I wanted to post this recipe I found on the internet for duck gumbo. It's easy (I could make something that tasted great) and effective (if you don't like how wild duck tastes like liver).
Duck Gumbo Recipe
8 cups of water
6 duck breasts - filleted (cut into 1/2" pieces)
1/2 c veg. oil
Flour
1 cup sliced celery
1 cup sliced carrots
1 cup sliced bell peppers
1 cup sliced yellow onion
1 can of peeled tomatoes (big can, 26 ouonces?)

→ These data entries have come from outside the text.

PR #3353, opened 2026-09-02
Adding Project handle as a metadata for analytics events

Milanka00:
## Purpose

This PR fixes an inconsistency in how the project ID is propagated from platform-api to the gateway and Moesif.

Previously, REST API deployments used the internal `project_uuid` when populating the `gateway.api-platform.wso2.com/project-id` annotation, while Project Insights used the project handle (e.g. new-project) when filtering Moesif traffic. This caused Project Insights to show 0 traffic for APIs with existing traffic.

**Changes**:

- Adds a second deployment annotation `gateway.api-platform.wso2.com/project-handle` and teaches the gateway analytics path to prefer it for Moesif, while keeping `gateway.api-platform.wso2.com/project-id` as the internal project UUID.
- Leaves non-analytics UUID references unchanged (DB FK, `project-id` annotation, `Metadata.ProjectID`, import contract).

**_After this change,_**

1. platform-api BuildAPIDeploymentYAML: stamps both annotations on deployment YAML

2. gateway-controller: reads both → Metadata.ProjectID (UUID) + Metadata.ProjectHandle (handle)

3. analytics emit (policy xDS / Envoy route metadata): project_id = handle (prefer project-handle)

4. policy-engine → Moesif: metadata.projectId = handle  ← matches Insights


gateway/gateway-controller/pkg/models/runtime_deploy_config.go
```diff
@@ -47,13 +48,23 @@ type RuntimeDeployConfig struct {
...
+	Version       string
+	DisplayName   string
+	ProjectID     string // from gateway.api-platform.wso2.com/project-id (UUID for CP deploys)
+	ProjectHandle string // from gateway.api-platform.wso2.com/project-handle (analytics-facing)
+	LLM           *LLMMetadata // nil for non-LLM kinds
+}
+
+// AnalyticsProjectRef returns the project identity to publish for analytics
+// (Moesif metadata.projectId). Prefer the user-facing handle when present.
+func (m Metadata) AnalyticsProjectRef() string {
```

1 can chicken and rice soup (10 ounce)
2 chicken bouillon cubes
2 tablespoons worchestershire sauce
2 whole bay leaves
1 teaspoon tabasco sauce
2 tablespoons salt
1/2 teaspoon black pepper
1/2 teaspoon cayenne pepper
1 tablespoon Salt
1 tablespoon pepper
Using a 1 1/2 gallon pot, bring the water to a boil. Heat the vegatable oil over medium heat in a large skillet. Put the flour in a ziploc bag. Take the duck cubes and shake until lightly coated. Take those cubes and brown in preheated pan for about 5 minutes. They should be about medium rare to medium. Saute all the vegetables in medium skillet. You'll know it's ready when the yellow onions begin to brown. Add duck cubes and stir-fry for 10 minutes.
Go back to the boiling water and dissolve the chicken bullion cubes. Add the chicken rice soup, tomatoes and the seasonings (you may want to add more of your own). Add the sauted vegetables and duck to the pot and cover and cook 45 minutes at medium-low heat.
The key to a good duck gumbo recipe is the roux. To make roux, take a skillet and heat oil to medium hot. Sprinkle a 1/4 cup of flour into the oil and stir. This is the starting point, and you'll want to add more until you find the right consistency. Add a little flour in small increments until flour/oil mixture is lighte brown and dry. This usually takes around ten minutes. Be VERY careful not to burn the roux, or you'll have to start over. When it's ready, let the roux cool for 5 minutes.
Return the roux to the duck soup after soup cooks 45 minutes. Cover and cook another 30 minutes, stirring occasionally. I used to strainer to mash up any tomatos that had not fallen apart and put it back in the pot.
Remove from duck gumbo from the heat, set aside 20 minutes. Serve the gumbo in bowls with white rice and cover. This is a classic duck gumbo recipe.